We evaluated the bacterial composition in viral-bacterial AGE mixed infections in correlation with various clinical severities. Our results revealed that richness of Bifidobacteriaceae, which act as probiotics, increased with the severity of the viral-bacterial mixed infections. As expected, significant reduction of relative numbers of Bacteroides was characterized in both RV and NoV infection, in which was more prominent in mixed infections with pathogenic E. coli. Though EAEC mixed infection resulted in significant microbiota alterations compared to virus-alone or virus-EPEC mixed infection, the clinical conditions of the children was worsened with both E. coli virotypes. This could be attributed to the type of toxins secreted and mode of pathogenesis exerted by each type. However, this study did not look into the virulence factors exerted by each of the E. coli types on the gut microbial community, which mandates further investigations. Further, augmented number of differential abundant pathogenic OTUs was peculiarly noticed only with NoV mixed infection. Certain pathogenic commensal bacteria express carbohydrates indistinguishable from human histo-blood group antigen (HBGA) and NoV particles bind to these HBGA-expressing bacteria67. Interaction of NoV particles with HBGA-expressing bacteria further enhances infection of the host67,68. Viral-bacterial interplay in the gut environment is a rather complicated process that involves multiple factors including host genetic makeup, host diet, host immune status, microbiome composition in addition to the infectious agents. Results from this study will facilitate further studies on the interaction between aforementioned factors.

Methods

Ethical approvals

This study was approved by the institutional review board (IRB) committees at Hamad Medical Corporation (HMC) and Qatar University (QU). All samples were collected with informed consent signed from the parents/legal guardians under IRB approval from HMC (Approval # 16173/19) and exemption from QU (Approval # QU-IRB605-E/16). Samples were collected with information about age, nationality and clinical data, such as frequency and duration of vomiting, diarrhea, fever, severity of dehydration, and duration of hospitalization. All methods were performed in accordance with the relevant national and international guidelines and regulations.
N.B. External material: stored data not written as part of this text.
PR #2590, opened 2023-04-20
Update and simplify website service group helm config

shifucun:


deploy/helm_charts/envs/dev.yaml
```diff
@@ -44,35 +44,15 @@ ingress:
 
 serviceAccount:
   name: website-ksa
-  gsaName: website-reobot
+  gsaName: website-robot
```
shifucun, line 47: @Fructokinase is gsaName used? This typo indicates not?

Fructokinase: Not used, thanks for finding out.

Fructokinase (approved):

deploy/helm_charts/envs/dev.yaml
shifucun: Removed it.

PR #2594, opened 2023-04-20
[import wizard] add input validation

chejennifer:
- validates that date is in ISO-8601 format
- validates that variable doesn't have any whitespace

screen-recording-_93_

### DIFF
--- a/static/js/import_wizard2/utils/validation.ts
+++ b/static/js/import_wizard2/utils/validation.ts
@@ -154,3 +154,12 @@ export function checkMappings(mappings: Mapping): Array<string> {
 
   return errors;
 }
+
+/**
+ * Returns whether a variable is valid.
+ * @param variable the variable to check
+ */
+export function isValidVariable(variable: string): boolean {
+  // checks that there are no spaces within the string.
+  return !/\s/.test(variable.trim());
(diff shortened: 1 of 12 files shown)


static/js/import_wizard2/utils/validation.ts
```diff
@@ -154,3 +154,12 @@ export function checkMappings(mappings: Mapping): Array<string> {
...
   return errors;
 }
+
+/**
+ * Returns whether a variable is valid.
+ * @param variable the variable to check
+ */
+export function isValidVariable(variable: string): boolean {
+  // checks that there are no spaces within the string.
+  return !/\s/.test(variable.trim());
```
shifucun, line 164: not sure if trim handles all the while spaces /t, /n etc

shifucun (approved):

static/js/import_wizard2/utils/validation.ts
chejennifer: looking at the documentation, looks like trim will remove all the whitespace from either end of the string
Screenshot 2023-04-20 at 10 51 54 AM

chejennifer:
thanks for the review!

PR #2595, opened 2023-04-21
Fix deploy_gke_helm for custom instances

Fructokinase:
- Do not enable mixer ingress
- Specify custom project id for image


scripts/deploy_gke_helm.sh
```diff
@@ -126,6 +126,7 @@ function deploy_mixer() {
   --timeout 10m \
   --force  \
   -f "deploy/helm_charts/envs/$ENV.yaml" \
```
shifucun, line 128: how about $ENV here, would "custom" just work?

shifucun (approved):

PR #2596, opened 2023-04-21
[timeline] fix unit bug

chejennifer:


static/js/tools/timeline/chart.tsx
```diff
@@ -333,8 +333,12 @@ class Chart extends Component<ChartPropsType, ChartStateType> {
     for (const statVar in statData.data) {
       for (const place in statData.data[statVar]) {
         const series = statData.data[statVar][place];
-        if (series && series.facet && statData.facets[series.facet].unit) {
-          units.add(statData.facets[series.facet].unit);
+        if (!series || !series.facet || !statData.facets[series.facet]) {
```
shifucun, line 336: what is the actual statData looks like in this case?

shifucun (approved):

static/js/tools/timeline/chart.tsx
chejennifer: looked into it and there was a problem with updating the statData when there was a mix of modelStatVars and non modelStatVars where only the facet information for modelStatVars were included. Updated this PR with a fix for this.

shifucun (approved):
thanks!

chejennifer:
thanks for the review!

PR #2606, opened 2023-04-24
[download] only get facet information if inputs are valid

chejennifer:


shifucun (approved):
thanks for the fix!

chejennifer:
thanks for the review!

PR #2610, opened 2023-04-26
Use V2 properties API; Fix flask cache warnings

shifucun:


chejennifer (approved):
nice! thanks for fixing the warnings

shifucun:
thanks for review!

PR #2611, opened 2023-04-26
[V2 API] Migrate property values API call

shifucun:
The functions in datacommons.py should be a direct wrapper of REST api result with no modification.

If the response needs processing, the function should live in server/lib/util.py.


server/lib/util.py
```diff
@@ -420,3 +420,16 @@ def gzip_compress_response(raw_content, is_json):
   if is_json:
     response.headers['Content-Type'] = 'application/json'
   return response
+
+
+def property_values(nodes, prop, out=True):
```
chejennifer, line 425: maybe add a function comment

server/lib/nl/utils.py
```diff
@@ -525,28 +525,26 @@ def get_immediate_parent_places(
     main_place_dcid: str, parent_place_type: str,
     counters: ctr.Counters) -> List[detection.Place]:
   start = time.time()
-  resp = dc.property_values_v1([main_place_dcid], 'containedInPlace')
+  resp = util.property_values([main_place_dcid], 'containedInPlace')
   counters.timeit('get_immediate_parent_places', start)
   results = []
-  for item in resp.get('data', []):
-    if item.get('node', '') != main_place_dcid:
+  for value in resp['data'][main_place_dcid].get('arcs', {}).get(
```
chejennifer, line 531: does resp have a 'data' field & an 'arcs' field? Because doesn't util.property_values just return a dict of dcid to property values?

shifucun: Good catch! This one should use the raw response as it fetches name and type. This also explains the NL test failure.

chejennifer (approved):
thanks for the update!

server/lib/nl/utils.py
```diff
@@ -525,28 +525,26 @@ def get_immediate_parent_places(
     main_place_dcid: str, parent_place_type: str,
     counters: ctr.Counters) -> List[detection.Place]:
   start = time.time()
-  resp = dc.property_values_v1([main_place_dcid], 'containedInPlace')
+  resp = dc.property_values([main_place_dcid], 'containedInPlace')
   counters.timeit('get_immediate_parent_places', start)
   results = []
-  for item in resp.get('data', []):
-    if item.get('node', '') != main_place_dcid:
+  for value in resp['data'][main_place_dcid].get('arcs', {}).get(
```
pradh, line 531: nit: to avoid key access should we do:  `resp.get('data', {}).get(main_place_dcid, {}).get(...)` ?

pradh (approved):

server/lib/nl/utils.py
shifucun: 'data' and <place> always exist in the response, but changed to get() to make it more robust

PR #2612, opened 2023-04-26
Remove rich search (experimental work with Pragma team)

shifucun:
DC is building new NL models and interfaces now. Removing this feature as it's not in dev or maintenance state anymore.


nopper (approved):

shifucun:
Thanks @nopper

Patient enrollment and sample collection

Samples from viral AGE affected children were collected from the Pediatric Emergency Center, Hamad Medical Coorporation, Doha, Qatar. Samples were screened for viral infections (group A RV and NoV), and bacterial infections (EPEC and EAEC) using the FilmArray Gastrointestinal (GI) Panel kit®, BioFire Diagnostics, United States. We evaluated the severity of gastroenteritis using the Vesikari score system69 with the following definitions: A score of 10–20 indicates severe gastroenteritis, 7 ≤ 10 indicate moderate, and <7 indicate mild illness. A total of 70 young children with confirmed AGE (RV = 18, RV + EAEC = 8, RV + EPEC = 10, RV + EPEC + EAEC = 5, NoV = 17, NoV + EAEC = 7 and NoV + EPEC = 5) along with nine healthy children (negative controls) were enrolled in our study. All the fecal specimens were processed with 10% glycerol, and stored at −80 °C for bacteria preservation.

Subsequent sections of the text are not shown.